• **What you will do**: Give every line from the entries that contains "except".

※ ※ ※

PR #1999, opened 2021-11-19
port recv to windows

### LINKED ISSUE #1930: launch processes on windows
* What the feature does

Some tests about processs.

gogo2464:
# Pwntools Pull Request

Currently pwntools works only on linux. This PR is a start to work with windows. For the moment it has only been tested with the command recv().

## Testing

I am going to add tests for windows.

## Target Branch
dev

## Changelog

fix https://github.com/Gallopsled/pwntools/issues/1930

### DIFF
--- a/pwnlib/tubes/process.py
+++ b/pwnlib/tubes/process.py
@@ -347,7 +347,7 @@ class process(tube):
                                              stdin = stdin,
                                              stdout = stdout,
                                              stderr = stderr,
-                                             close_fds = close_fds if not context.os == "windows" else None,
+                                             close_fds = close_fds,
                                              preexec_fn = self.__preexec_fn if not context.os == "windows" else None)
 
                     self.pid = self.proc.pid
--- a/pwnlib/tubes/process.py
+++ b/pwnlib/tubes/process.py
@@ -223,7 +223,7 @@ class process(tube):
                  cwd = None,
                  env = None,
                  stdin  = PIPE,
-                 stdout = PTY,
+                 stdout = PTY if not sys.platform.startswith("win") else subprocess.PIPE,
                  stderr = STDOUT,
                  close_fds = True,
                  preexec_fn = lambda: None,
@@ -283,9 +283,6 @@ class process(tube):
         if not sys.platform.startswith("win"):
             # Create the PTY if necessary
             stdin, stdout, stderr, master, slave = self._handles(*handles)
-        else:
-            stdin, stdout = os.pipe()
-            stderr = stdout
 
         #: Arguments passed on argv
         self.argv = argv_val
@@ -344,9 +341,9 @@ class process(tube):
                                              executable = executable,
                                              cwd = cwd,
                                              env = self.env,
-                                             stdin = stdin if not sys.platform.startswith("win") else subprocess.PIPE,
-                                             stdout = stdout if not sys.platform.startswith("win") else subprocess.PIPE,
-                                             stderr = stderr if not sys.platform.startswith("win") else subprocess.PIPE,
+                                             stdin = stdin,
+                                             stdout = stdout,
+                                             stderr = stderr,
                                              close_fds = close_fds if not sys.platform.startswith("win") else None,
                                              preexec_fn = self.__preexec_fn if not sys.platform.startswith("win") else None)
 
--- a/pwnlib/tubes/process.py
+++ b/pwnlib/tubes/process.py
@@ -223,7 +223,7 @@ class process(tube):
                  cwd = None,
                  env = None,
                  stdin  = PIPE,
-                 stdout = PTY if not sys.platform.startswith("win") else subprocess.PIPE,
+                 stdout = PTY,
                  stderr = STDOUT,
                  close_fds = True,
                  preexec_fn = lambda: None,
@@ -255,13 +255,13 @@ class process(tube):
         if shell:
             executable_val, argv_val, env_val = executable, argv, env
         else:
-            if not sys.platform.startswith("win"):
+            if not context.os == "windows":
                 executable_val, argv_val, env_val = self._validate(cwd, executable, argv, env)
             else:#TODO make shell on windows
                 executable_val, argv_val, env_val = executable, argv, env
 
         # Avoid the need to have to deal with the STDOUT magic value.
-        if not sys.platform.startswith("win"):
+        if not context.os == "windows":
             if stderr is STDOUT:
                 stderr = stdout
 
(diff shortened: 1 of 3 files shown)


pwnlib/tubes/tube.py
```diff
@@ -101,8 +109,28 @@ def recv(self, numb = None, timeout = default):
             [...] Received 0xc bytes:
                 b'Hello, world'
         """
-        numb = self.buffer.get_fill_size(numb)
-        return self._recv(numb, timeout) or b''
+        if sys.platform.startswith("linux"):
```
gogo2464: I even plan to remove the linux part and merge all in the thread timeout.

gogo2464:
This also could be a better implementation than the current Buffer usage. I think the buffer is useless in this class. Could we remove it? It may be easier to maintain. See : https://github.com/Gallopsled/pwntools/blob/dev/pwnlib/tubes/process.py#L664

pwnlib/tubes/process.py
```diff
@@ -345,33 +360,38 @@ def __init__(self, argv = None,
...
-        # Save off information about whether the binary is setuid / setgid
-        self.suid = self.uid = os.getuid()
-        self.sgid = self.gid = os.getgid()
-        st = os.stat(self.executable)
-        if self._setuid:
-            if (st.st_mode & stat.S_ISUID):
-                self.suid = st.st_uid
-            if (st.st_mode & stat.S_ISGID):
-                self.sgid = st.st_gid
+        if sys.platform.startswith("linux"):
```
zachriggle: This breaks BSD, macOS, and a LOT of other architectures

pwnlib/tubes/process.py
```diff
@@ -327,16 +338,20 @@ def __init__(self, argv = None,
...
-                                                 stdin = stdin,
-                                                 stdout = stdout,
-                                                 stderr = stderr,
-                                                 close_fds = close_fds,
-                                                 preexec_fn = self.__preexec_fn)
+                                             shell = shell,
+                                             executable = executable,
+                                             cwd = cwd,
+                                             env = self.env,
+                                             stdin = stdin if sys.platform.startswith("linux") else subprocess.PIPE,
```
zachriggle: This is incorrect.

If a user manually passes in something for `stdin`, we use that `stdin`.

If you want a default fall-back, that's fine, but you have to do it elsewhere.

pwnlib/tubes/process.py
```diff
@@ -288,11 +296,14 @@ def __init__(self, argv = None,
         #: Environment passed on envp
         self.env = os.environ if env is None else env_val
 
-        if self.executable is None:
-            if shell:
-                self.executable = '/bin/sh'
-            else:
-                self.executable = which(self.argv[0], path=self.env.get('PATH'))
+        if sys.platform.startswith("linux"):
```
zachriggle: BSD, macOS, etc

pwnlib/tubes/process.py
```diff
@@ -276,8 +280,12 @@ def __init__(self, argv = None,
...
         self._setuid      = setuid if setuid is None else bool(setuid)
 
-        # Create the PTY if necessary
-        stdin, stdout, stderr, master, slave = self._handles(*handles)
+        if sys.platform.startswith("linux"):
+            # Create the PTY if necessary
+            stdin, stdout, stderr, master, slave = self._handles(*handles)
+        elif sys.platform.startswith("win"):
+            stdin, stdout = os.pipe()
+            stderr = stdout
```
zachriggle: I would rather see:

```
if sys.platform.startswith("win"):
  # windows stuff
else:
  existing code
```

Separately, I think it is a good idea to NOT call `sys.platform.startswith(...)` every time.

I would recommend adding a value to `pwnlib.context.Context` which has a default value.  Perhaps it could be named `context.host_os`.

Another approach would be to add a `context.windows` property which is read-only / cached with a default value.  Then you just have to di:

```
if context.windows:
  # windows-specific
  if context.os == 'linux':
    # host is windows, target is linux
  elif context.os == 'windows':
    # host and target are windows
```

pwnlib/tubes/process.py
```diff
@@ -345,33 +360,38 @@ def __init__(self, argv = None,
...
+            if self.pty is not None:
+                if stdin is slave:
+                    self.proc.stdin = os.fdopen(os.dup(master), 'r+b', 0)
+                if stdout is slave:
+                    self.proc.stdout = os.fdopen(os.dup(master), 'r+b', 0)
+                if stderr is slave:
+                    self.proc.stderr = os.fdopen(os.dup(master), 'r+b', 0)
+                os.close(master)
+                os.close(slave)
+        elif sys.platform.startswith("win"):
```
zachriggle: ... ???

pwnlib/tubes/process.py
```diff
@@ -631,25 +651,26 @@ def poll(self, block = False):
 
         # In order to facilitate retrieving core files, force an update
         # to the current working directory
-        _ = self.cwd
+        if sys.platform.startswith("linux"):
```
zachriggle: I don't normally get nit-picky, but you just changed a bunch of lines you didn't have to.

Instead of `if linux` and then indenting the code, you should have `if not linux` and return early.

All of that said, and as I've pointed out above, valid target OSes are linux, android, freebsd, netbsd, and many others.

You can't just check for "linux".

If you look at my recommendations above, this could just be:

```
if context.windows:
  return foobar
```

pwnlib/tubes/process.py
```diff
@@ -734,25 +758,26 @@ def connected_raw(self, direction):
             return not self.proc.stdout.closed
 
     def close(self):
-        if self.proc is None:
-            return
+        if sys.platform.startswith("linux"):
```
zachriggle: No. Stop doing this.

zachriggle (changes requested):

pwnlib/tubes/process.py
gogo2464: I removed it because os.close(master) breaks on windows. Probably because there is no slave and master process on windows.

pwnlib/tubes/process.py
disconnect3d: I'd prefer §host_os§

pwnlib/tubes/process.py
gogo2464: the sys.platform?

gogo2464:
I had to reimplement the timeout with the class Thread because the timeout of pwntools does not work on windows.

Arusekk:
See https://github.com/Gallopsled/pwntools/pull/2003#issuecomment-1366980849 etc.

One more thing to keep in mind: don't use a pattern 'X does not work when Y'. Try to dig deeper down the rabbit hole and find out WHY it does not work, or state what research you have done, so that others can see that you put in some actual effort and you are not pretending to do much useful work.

※ ※ ※

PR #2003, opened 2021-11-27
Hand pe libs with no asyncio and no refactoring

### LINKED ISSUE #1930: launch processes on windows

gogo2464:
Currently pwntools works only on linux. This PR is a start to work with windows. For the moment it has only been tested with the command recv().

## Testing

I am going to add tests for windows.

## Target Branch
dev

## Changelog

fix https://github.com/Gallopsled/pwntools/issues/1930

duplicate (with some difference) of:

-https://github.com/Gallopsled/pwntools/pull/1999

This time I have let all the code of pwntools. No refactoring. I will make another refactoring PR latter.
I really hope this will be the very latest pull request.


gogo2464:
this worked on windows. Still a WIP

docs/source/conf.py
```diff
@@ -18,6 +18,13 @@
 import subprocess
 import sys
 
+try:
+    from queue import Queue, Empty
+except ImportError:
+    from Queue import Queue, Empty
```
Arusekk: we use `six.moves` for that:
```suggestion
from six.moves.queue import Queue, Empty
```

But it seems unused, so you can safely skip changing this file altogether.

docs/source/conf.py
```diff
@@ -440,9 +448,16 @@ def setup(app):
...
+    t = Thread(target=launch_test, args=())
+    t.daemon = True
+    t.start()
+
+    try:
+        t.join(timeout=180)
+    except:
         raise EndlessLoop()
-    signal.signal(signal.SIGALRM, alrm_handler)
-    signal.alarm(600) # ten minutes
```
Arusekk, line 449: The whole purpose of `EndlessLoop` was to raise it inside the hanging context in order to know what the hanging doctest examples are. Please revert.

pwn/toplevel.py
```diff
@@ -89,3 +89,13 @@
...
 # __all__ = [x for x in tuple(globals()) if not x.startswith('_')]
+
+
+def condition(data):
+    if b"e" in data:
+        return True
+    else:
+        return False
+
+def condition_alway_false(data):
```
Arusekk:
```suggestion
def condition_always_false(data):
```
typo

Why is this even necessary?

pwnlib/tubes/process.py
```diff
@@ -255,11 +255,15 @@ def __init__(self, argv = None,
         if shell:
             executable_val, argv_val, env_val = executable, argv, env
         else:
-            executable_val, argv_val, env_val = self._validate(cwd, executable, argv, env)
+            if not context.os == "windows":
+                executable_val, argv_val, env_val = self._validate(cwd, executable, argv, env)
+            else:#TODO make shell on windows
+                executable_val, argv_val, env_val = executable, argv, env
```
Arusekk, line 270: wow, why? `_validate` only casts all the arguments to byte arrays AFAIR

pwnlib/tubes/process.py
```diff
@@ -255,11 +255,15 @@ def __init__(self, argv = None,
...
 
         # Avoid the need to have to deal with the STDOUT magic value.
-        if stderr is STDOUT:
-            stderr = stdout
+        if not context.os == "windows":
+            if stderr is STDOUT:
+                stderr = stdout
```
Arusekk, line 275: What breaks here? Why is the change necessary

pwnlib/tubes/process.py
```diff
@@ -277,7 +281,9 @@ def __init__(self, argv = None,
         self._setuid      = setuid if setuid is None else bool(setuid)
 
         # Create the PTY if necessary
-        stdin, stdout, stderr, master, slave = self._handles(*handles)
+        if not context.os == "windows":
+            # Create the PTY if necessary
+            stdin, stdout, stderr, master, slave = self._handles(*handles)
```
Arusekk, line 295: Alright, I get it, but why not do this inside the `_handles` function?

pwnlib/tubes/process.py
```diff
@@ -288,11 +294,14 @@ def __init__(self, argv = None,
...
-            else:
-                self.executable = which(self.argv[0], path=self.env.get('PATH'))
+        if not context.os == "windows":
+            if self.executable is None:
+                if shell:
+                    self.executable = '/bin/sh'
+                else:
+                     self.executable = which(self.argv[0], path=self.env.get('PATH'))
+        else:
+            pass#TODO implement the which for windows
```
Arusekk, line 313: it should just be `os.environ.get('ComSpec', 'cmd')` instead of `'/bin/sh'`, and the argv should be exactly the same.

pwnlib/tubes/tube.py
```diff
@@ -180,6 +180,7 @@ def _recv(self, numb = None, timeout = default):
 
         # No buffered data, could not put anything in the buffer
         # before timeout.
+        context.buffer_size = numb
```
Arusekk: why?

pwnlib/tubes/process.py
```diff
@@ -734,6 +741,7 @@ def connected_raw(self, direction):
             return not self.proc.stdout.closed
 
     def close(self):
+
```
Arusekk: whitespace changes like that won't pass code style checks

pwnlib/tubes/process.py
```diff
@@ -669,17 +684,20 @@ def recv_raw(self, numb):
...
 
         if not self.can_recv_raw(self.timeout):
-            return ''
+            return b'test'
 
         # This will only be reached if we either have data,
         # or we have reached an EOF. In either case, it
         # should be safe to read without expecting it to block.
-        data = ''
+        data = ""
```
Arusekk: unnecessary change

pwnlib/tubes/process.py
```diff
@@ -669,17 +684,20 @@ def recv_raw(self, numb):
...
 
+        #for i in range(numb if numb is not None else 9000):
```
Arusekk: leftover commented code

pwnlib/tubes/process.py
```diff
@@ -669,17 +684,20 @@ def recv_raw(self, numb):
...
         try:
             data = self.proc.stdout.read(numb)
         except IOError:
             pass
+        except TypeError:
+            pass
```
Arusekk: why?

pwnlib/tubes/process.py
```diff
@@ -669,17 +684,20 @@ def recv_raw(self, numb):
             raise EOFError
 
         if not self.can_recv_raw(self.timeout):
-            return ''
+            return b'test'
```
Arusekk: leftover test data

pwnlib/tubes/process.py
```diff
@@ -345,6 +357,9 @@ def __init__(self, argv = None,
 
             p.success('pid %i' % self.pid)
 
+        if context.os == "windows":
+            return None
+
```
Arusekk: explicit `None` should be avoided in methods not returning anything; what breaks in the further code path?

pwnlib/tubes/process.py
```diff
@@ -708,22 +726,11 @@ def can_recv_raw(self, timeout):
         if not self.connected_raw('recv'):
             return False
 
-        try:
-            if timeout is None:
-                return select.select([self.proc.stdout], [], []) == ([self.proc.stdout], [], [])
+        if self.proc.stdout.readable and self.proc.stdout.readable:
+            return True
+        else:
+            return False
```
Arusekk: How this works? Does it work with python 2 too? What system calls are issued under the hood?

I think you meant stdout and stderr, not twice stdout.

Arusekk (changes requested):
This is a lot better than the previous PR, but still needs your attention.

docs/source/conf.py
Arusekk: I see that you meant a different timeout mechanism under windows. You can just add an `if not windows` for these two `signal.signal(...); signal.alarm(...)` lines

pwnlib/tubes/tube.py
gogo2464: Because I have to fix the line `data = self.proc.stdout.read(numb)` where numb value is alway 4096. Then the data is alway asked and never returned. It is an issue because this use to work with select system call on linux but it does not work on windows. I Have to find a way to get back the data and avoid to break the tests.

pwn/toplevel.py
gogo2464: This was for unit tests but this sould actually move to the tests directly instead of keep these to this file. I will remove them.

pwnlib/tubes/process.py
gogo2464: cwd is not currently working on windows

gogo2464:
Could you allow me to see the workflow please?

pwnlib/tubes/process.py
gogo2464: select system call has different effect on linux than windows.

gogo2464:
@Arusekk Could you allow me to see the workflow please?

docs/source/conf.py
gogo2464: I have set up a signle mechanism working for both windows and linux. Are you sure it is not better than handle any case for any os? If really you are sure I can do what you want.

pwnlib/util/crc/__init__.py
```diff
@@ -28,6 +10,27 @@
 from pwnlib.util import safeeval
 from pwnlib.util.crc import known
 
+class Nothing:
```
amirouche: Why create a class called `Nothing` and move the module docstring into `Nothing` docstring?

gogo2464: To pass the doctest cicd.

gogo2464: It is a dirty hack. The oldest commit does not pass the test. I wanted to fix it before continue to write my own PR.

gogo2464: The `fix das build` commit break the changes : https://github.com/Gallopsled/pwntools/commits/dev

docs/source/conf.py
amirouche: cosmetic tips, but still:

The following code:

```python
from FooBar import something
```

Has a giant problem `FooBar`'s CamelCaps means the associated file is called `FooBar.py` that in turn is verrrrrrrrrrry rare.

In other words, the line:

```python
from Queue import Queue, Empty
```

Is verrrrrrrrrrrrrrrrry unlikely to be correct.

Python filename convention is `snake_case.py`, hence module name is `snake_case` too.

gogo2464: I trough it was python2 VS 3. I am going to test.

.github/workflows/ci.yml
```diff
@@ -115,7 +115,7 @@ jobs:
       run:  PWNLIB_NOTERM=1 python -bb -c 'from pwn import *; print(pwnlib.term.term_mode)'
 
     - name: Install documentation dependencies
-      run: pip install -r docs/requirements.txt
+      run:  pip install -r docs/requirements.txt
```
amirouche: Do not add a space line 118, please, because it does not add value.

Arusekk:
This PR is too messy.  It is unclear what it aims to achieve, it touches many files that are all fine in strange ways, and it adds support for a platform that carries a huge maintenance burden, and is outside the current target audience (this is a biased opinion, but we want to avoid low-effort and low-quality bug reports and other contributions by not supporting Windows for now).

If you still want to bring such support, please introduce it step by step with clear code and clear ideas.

※ ※ ※

• **Answer space**:
+except ImportError:
+    except:
         except IOError:
+        except TypeError:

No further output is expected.